Data to use:
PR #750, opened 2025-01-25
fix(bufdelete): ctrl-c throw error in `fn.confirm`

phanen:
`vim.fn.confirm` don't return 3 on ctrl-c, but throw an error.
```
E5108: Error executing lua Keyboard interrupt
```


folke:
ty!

Task directions:
Retype the entries. Every line must match exactly.

Answer space:
PR #750, opened 2025-01-25
fix(bufdelete): ctrl-c throw error in `fn.confirm`

phanen:
`vim.fn.confirm` don't return 3 on ctrl-c, but throw an error.
```
E5108: Error executing lua Keyboard interrupt
```


folke:
ty!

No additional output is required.